Was actually thinking of doing a thread on this but I think it conflates a few things:

1) availability bias
2) large lp returns vs building a big business
3) macro vs micro opportunity sets https://twitter.com/sweatystartup/status/1318901007934496768
The investors everyone is most familiar with are closer to asset gatherers, building large scalable businesses. These groups have no choice but to invest based on larger macro themes given the demand of capital they have to put out. Some of these themes are related to:
-demographic shifts in cities leading to rent growth/cap rate compression
-institutionalization of an asset class (see mobile home parks, medical office, self storage) of this recently
-major tailwinds (healthcare, industrial via ecommerce, data centers) etc

Building a great
platform at scale like the above gives solid broad based exposure to an asset class and certain information asymmetries (blackstone), cheaper capital, and economies of scale.
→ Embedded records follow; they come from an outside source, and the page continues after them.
Issue #3460, opened 2017-12-12
prettierIgnore key in package.json?


kylesimmonds:
ESlint currently allows ignore options to be set in `package.json` under the `eslintIgnore` key: https://eslint.org/docs/user-guide/configuring#using-eslintignore-in-packagejson

I noticed there's no mention of a `prettierIgnore` option in the docs (https://prettier.io/docs/en/ignore.html). I also tried adding a similar key for prettier like this, which did nothing:

```
"prettierIgnore": ["build"],
```

At this point I'm pretty sure this isn't possible currently, but I wanted to make sure. Are there plans to add this in or is this intentionally left out?

azz:
It's not currently implemented. We don't currently look at the package.json at all. We use cosmiconfig for configuration which is separate to the ignore file handling.

lipis:
@azz that is not true. You can add the `"prettier"` key in the `package.json` with all the options there.

duailibe:
@lipis Yeah that’s the “we use cosmicconfig” part, but we don’t look the package.json for ignore.. those are two completely separate flows

lipis:
@duailibe I see :)

azz:
What's the incentive for putting this in package.json anyway?

kylesimmonds:
@azz the only reason I can think of is keeping the config format options as close to ESlint as possible because many people use it alongside ESlint and would expect the options to be the same. I could be wrong but not allowing `prettierIgnore` is the only difference from where you can add ESlint settings.

Maybe more people prefer using files to package.json keys (`.eslintrc`, `.eslintignore`, `.prettierrc`, `.prettierignore`) but it seems incomplete that the only thing missing is allowing `prettierIgnore` in package.json

azz:
I don't find "because ESLint does it this way" a particularly compelling reason. I think people like to put all kinds of things in their package.json files that don't really belong, and this seems like one of those things.

kylesimmonds:
@azz you're right that's not a compelling reason, but assuming that it shouldn't belong in package.json is a pretty sweeping dismissal of another dev's potential needs. By that reasoning using package.json shouldn't be an option for `"prettier"` either. And seeing as this is the only config missing in package.json it seems more like an accident than an informed decision.

If you don't want to do it, that's fine, I won't lose sleep over an extra file. But don't attribute it to wanting to keep package.json clean

[...]

PR #12672, opened 2022-04-20
Add support for `prettierIgnore` key in `package.json`

mataha:
## Description

Most of what I've wanted to write about had already been discussed in #3460; to keep it brief:

`package.json` is used more and more to store configuration for various development tools (including their gitignore-like files, if any) in lieu of dotfiles. Prettier provides a way to do that for its options, but not for the list of files to ignore itself.

This PR tries to amend that. Implementation is similar to ESLint - via `prettierIgnore` key.

## Checklist


mataha:
Anyone?

Trim21:
any progress 👀?

src/common/create-ignorer.js
```diff
@@ -21,9 +31,20 @@ async function createIgnorer(ignorePath, withNodeModules) {
...
 createIgnorer.sync = function (ignorePath, withNodeModules) {
-  const ignoreContent = !ignorePath
+  let ignoreContent = !ignorePath
     ? null
     : getFileContentOrNull.sync(path.resolve(ignorePath));
+
+  if (!ignoreContent) {
+    try {
+      ignoreContent = JSON.parse(
+        getFileContentOrNull.sync(path.resolve("package.json"))
```
fisker, line 41: I think we should search `package.json` from the file not `cwd`.

mataha: Is something like [this](https://github.com/prettier/prettier/pull/12672/commits/7256153fb0d9bdfd609de8e87ec3111334c290e1) fine?

fisker: No, not the ignore file, the formatting file.

fisker: Maybe it should be done in `getFileInfo` function.

mataha: Okay, how about [this](https://github.com/prettier/prettier/pull/12672/commits/3b0bd49b4b54ef23db2a85a58c8a9ba3db0508c9) then? I have to admit it's pretty ugly though.

src/common/get-key-content-or-null.js
```diff
@@ -0,0 +1,79 @@
+"use strict";
```
fisker, line 1: Maybe we use cosmiconfig to search for `prettierIgnore`?

```js
cosmiconfig("prettierIgnore", {searchPlaces: ["package.json"]})
```

src/cli/format.js
```diff
@@ -227,8 +227,13 @@ function format(context, input, opt) {
 }
 
 async function createIgnorerFromContextOrDie(context) {
+  const filepath = context.argv.filepath
```
fisker, line 230: Where this filepath come from? There is no `filepath` flag.

mataha: There is - as [`--stdin-filepath`](https://github.com/prettier/prettier/blob/fa3b95c2e1a3a3351dc1b0168aa2c26f0cc4e9b3/src/main/core-options.js#L97-L106) - and it's used [here](https://github.com/prettier/prettier/blob/fdccc0f48e5bd3a17ae1e3500c1b5c1763c6a368/src/cli/index.js#L99) as well.

src/common/get-key-content-or-null.js
mataha: My biggest gripe about this is that cosmiconfig is suited for JSON and YAML configuration files, not lists of file globs with or without negations (which ignore files are).

I will try it, however.

CiiDyR:
I'd love to see this land. It would allow us to have pretterignore settings shared across projects. As we can already share settings, but not ignored files (https://prettier.io/docs/en/configuration.html#sharing-configurations)

Is there anything we could contribute to accelerate this?

fullstackjedi:
I would suggest adding this as an option *within* the configuration file (i.e. `.prettierrc.json`). That way, it can be included in shareable configs.

nickmccurdy:
I don't think sharing ignored files would be a good practice, as ignored files tend to vary more based on a project's tooling usage than its style guide, and we wouldn't want to couple something unrelated to style to a config. For reference, ESLint shareable configs also don't allow sharing ignores. If you do have several projects with the same tooling, you can simply copy the `.prettierignore` (or with this, the `package.json`).

fullstackjedi:
> For reference, ESLint shareable configs also don't allow sharing ignores.

Yes, [they do](https://eslint.org/docs/latest/user-guide/configuring/ignoring-code).

src/common/get-key-content-or-null.js
mataha: I've changed the implementation - performance is almost the same compared to the previous method while it's a bit nicer on the eyes (I think).

mataha:
> I would suggest adding this as an option _within_ the configuration file (i.e. `.prettierrc.json`). That way, it can be included in shareable configs.

That's a different feature for a different PR.

src/common/create-ignorer.js
```diff
@@ -2,40 +2,80 @@
...
 /**
+ * @param {string} filePath
  * @param {string?} ignorePath
  * @param {boolean?} withNodeModules
  */
-createIgnorer.sync = function (ignorePath, withNodeModules) {
-  const ignoreContent = !ignorePath
-    ? null
-    : getFileContentOrNull.sync(path.resolve(ignorePath));
+createIgnorer.sync = function (filePath, ignorePath, withNodeModules) {
```
fisker, line 28: Let's change base to `next` branch, so we don't need support sync version.

mataha: Done.

ivodolenc:
It might not be a bad idea to implement this feature directly in the `prettier.config` file.

So when we want to share the settings we have all the options inside one file. This is exactly what `eslint` have.

For example, I can specify in `package.json` custom path for `eslint.config.js` and `prettier.config.js` and clean up the root as much as possible (no need for additional ignore files and custom ignore options inside package.json):

```json
{
  "name": "package.json",
  "type": "module",

  "prettier": "./.config/prettier.config.cjs",
  "eslintConfig": {
    "extends": "./.config/eslint.config.cjs"
  }
}
```

and in one file I have all settings, including `ignorePatterns` like this:

```js
// .config/eslint.config.js

module.exports = {
  root: true,

  extends: [],

  plugins: [],

  ignorePatterns: [
    '.DS_Store',
    'node_modules'
    // ...
  ]
}
```

This would be a huge win to put `ignore` directly inside `prettier` config:

```js
// .config/prettier.config.js

module.exports = {
  singleQuote: true,
  trailingComma: 'none',
  
  plugins: [],

  ignorePatterns: [
    '.DS_Store',
    'node_modules'
    // ...
  ]
}
```

What do you think?

src/cli/format.js
fisker: `filepath` only exists when format stdin, when formatting files, it doesn't exist.

fisker: See `formatFiles` function, it calls `createIgnorerFromContextOrDie` on first line. I don't think it will work.

kachkaev:
@mataha would you be interested to continue this PR? @ivodolenc's [suggestion](https://github.com/prettier/prettier/pull/12672#issuecomment-1256947760) makes sense – it' be great to see alignment between ESLint and Prettier!

aensley:
I second @ivodolenc's suggestion: https://github.com/prettier/prettier/pull/12672#issuecomment-1256947760

It would be really great to be able to specify `ignorePatterns` in the prettier config.

Standard8:
Note, as this appears to have stalled out, I've started working on adding the options to the configuration. As a first step, I've added command line arguments to echo ESLint - as they were quite easy to do, and I've just posted that in #14223

wallpants:
Is there anything I can do to help get this over the finish line? In a world where we already have a ton of config files in the root of our projects, I'm struggling to understand why we can't specify patterns to ignore in our prettier config file and we're forced to create a new file just for that.

kevinwolfcr:
> Is there anything I can do to help get this over the finish line? In a world where we already have a ton of config files in the root of our projects, I'm struggling to understand why we can't specify patterns to ignore in our prettier config file and we're forced to create a new file just for that.

I think they don't like listening to their users :)

Standard8:
> Is there anything I can do to help get this over the finish line? In a world where we already have a ton of config files in the root of our projects, I'm struggling to understand why we can't specify patterns to ignore in our prettier config file and we're forced to create a new file just for that.

As discussed elsewhere, I think it would be much better to add an option in the `.prettierrc.js` file rather than `package.json`, this would also align it better with ESLint (which I believe was one of the aims).

I tried [doing this previously](https://github.com/prettier/prettier/pull/14223#issuecomment-1401827265) but hit some issues, and despite asking never got any feedback from the developers, even when pinging the devs directly, so I gave up.

Feel free to take my work and try moving it forward though, maybe you'll have more success.

mataha:
I'm in a position in which I can commit some time to this again. I'd like to clarify some things beforehand though.

> @mataha would you be interested to continue this PR? @ivodolenc's [suggestion to use `ignorePatterns`](https://github.com/prettier/prettier/pull/12672#issuecomment-1256947760) makes sense – it' be great to see more alignment between ESLint and Prettier!
> 
> 📖 [Docs on `ingorePatterns` in ESLint config](https://eslint.org/docs/latest/user-guide/configuring/ignoring-code#ignorepatterns-in-config-files)

Again, I believe that's a different feature for a different PR. The core tenet of this is that one can share `prettier` configuration between different projects or even monorepo packages, yet be able to selectively choose which files should be formatted at the project level, e.g. plumbing for package managers, test specifications, generated files... As someone here said, ignorable files tend to be influenced by a project's tooling more than anything - two entities sharing such config might not necessarily use the same package manager, among other things. `ignorePatterns` does not achieve this - it's applied on a configuration level, thus applicable to every package using said config.

That said, the main pain point of this PR continues to be how Prettier should behave upon encountering a `package.json`:

  - stop scanning
  - continue scanning until filesystem root, merge all sections
  - continue scanning if section is malformed or missing

I'll have to rewrite this as several things have changed since then (e.g. ignore facility has moved to `src/utils`).

mataha:
Can't run tests at all due to jestjs/jest#7914.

Contrast that with a lot of the sponsor/developer groups you've never heard of are largely posting
stronger overall returns. This is the classic "less money more opportunity" narrative all the best investors have talked about since early Buffet. They are taking micro bets & a smaller scale that the earlier group mentioned can't take and a lot of times they're buying cheap.
I've found a lot of people mix these two and neither is right nor wrong, they are just different businesses.